I would say, it's never going to get any better if you continue to do that. It doesn't help, even if you think it does. It is an addiction, and I understand that, but it isn't healthy, and it's just a distraction. It is adding more and more pain to the pain and hurt you're already feeling without mutilating yourself. Once you stop, you'll have slip ups, but only then do things actually start to get better.


Why do you think you stopped hurting yourself?

People. Not necessarily myself. It was really hard. I saw how it hurt everyone that I cared about most though and it would break my heart. Watching them cry, beg me to stop. It never was that big of a deal to me, but I realized it was to everyone else. I had gone so many years not being loved and cared for, and realized these people actually cared and so I had to show them the appreciation they deserved. That's how I decided to quit. Also, I got out of a city that I was trapped in almost. Got away from toxic people and bad memories. I also had started to travel when I quit, so that had a big impact as well. Something in the wandering footsteps, man.


What were the big things that psychedelics showed you?

They showed me that everything is not as it seems. They taught me endless love, such deep love, so passionate.
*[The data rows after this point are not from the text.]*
PR #1529, opened 2026-02-16
chore: remove vite-plus (for now)

wojtekmaj:
It seems like we're currently using vite-plus solely for running tests. It caused issues in the past that forced us to migrate away from it in most places (vite fmt, vite lint running postinstall and causing severe delays). It currently crashes on Windows arm64 machines. It is also explicitly said:

> Vite+ is not yet stable and should not be used in production.

With that in mind, vite-plus does not provide a lot of value to the project at the moment and therefore I propose removing it for now.

### DIFF
--- a/pnpm-lock.yaml
+++ b/pnpm-lock.yaml
@@ -26,7 +26,7 @@ importers:
         version: 0.0.19
       '@atproto/oauth-client-node':
         specifier: ^0.3.15
-        version: 0.3.16
+        version: 0.3.17
       '@deno/doc':
         specifier: jsr:^0.189.1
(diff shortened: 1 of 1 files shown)


43081j:
caught up the branch for you.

They seriously taught me not to be afraid, that every bad "trip" or experience is actually just a lesson that I needed to learn. They showed me things that I never even knew existed, and I don't  exactly mean hallucinations (Those too.) but more so lifestyles. Crystal healing. Energy. Vibrations. They helped me open my mind to a while new world of possibilities.
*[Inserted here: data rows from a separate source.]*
PR #1532, opened 2026-02-16
chore: add tests for mobile menu

### LINKED ISSUE #1505: Add a test that checks if the mobile menu is closed by default
We need to add a check that the menu is closed by default and opens on request. Also, we need to check logic isolation and reusability (related - #1481)

colinscz:
Closes #1505

- [ ] Extract utilities in separate file
- [ ] Revisit tests

### DIFF
--- a/test/e2e/app-header.spec.ts
+++ b/test/e2e/app-header.spec.ts
@@ -1,0 +1,457 @@
+import type { Page } from '@playwright/test'
+import { expect, test } from './test-utils'
+
+/**
+ * Mobile viewport configuration for testing
+ * Matches the sm: breakpoint (640px) - tests below this width
+ */
+const MOBILE_VIEWPORT = { width: 375, height: 667 }
+
+/**
+ * Helper: Check if current viewport is mobile
+ */
+async function isMobileViewport(page: Page): Promise<boolean> {
+  const viewport = page.viewportSize()
+  return viewport ? viewport.width < 640 : false
+}
+
+/**
+ * Helper: Verify menu is closed
+ */
+async function expectMenuClosed(page: Page): Promise<void> {
+  const menuButton = page
+    .locator(
+      'button[aria-label*="open_menu"], button[aria-label*="Buka"], button[aria-label*="Apri"], button[aria-label*="Otevřít"], button[aria-label*="Ouvrir"]',
+    )
+    .first()
+  await expect(menuButton).toHaveAttribute('aria-expanded', 'false')
+
+  // Menu panel should not be visible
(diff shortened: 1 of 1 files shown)


test/e2e/app-header.spec.ts
```diff
@@ -0,0 +1,457 @@
...
+  test.use({ viewport: MOBILE_VIEWPORT })
+
+  test.describe('Default State', () => {
+    test('menu is closed by default on page load', async ({ page, goto }) => {
+      await goto('/', { waitUntil: 'hydration' })
+
+      const isOnMobile = await isMobileViewport(page)
+      if (!isOnMobile) {
+        test.skip()
+      }
```
thomasbritton: As you're setting `test.use({ viewport: MOBILE_VIEWPORT })` you do not need to be specifying these skips in each test case.

I'd recommend removing all cases of this check.

test/e2e/app-header.spec.ts
```diff
@@ -0,0 +1,457 @@
...
+
+      // Menu button should be visible
+      const menuButton = page
+        .locator(
+          'button[aria-label*="open_menu"], button[aria-label*="Buka"], button[aria-label*="Apri"], button[aria-label*="Otevřít"], button[aria-label*="Ouvrir"]',
+        )
+        .first()
+      await expect(menuButton).toBeVisible()
```
thomasbritton, line 82: This is repeated a lot, it'll be worth moving this and other DOM selectors into a helper function which you can reference in the tests instead of repeating it each time.

test/e2e/app-header.spec.ts
```diff
@@ -0,0 +1,457 @@
...
+      await expectMenuOpen(page)
+    })
+
+    test('isMobileViewport helper works correctly', async ({ page, goto }) => {
+      await goto('/', { waitUntil: 'hydration' })
+
+      const isMobile = await isMobileViewport(page)
+      expect(isMobile).toBe(true)
+    })
+  })
```
thomasbritton: These “helper functions work independently” tests don’t give you user value, all it's doing is validating test code. It's better to test behaviours only.

I'd recommend removing these tests.

test/e2e/app-header.spec.ts
colinscz: hi @thomasbritton thanks for catching these things, the PR is still in draft state so please wait with further reviews as some things definitely will change until I convert the PR to ready. I addressed your already raised comments. 👍🏽

thomasbritton: Hey @colinscz,

It's all good 👍 

(I didn't realise it was in draft state until after submitting the comments)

Was there a particular psychedelic that really helped with this?

LSD was definitely the psychedelic that showed me and taught me the most. It was the first psychedelic I ever did, and it was definitely the one that I always have and always will prefer.


What were some valuable life lessons that travelling has shown you?

Traveling is beautiful. It is an equal combination of both good and bad. There are nights where the rain promises me until 4 a.m., and I feel as if I'll never be dry again. There are nights that I spend with people I've met and now call family all cuddled together, all of us feeling so safe and happy. I've gone to Rainbow gatherings in the middle of national forests for weeks at a time with thousands of other travellers, and those taught me that you don't need society. People weren't always living the way we do now, they were barbaric and wild at one point. Those gatherings take me back to that. We all cook for each other, set up water lines, literally just one big, happy, loving family that all take care of one another. Hitchhiking taught me so much patience, and to be positive, which are two things I always lacked. Travelling all in all has taught me the powers of being positive and also the power of manifestation. If you think something will be, that is how it will be. It taught me that people really do care. It taught me the values of having a family, how to care for other people and love properly since I never learned that when I was little. Hopping trains taught me that things are hard and dangerous, but there are always beautiful rewards in store. It's hard for me to put into words the way that traveling has made me feel and all its taught me, I wish I could explain it better. Just know that it has been the most beautiful thing I have ever decided to do with my life and I don't regret even one second of it.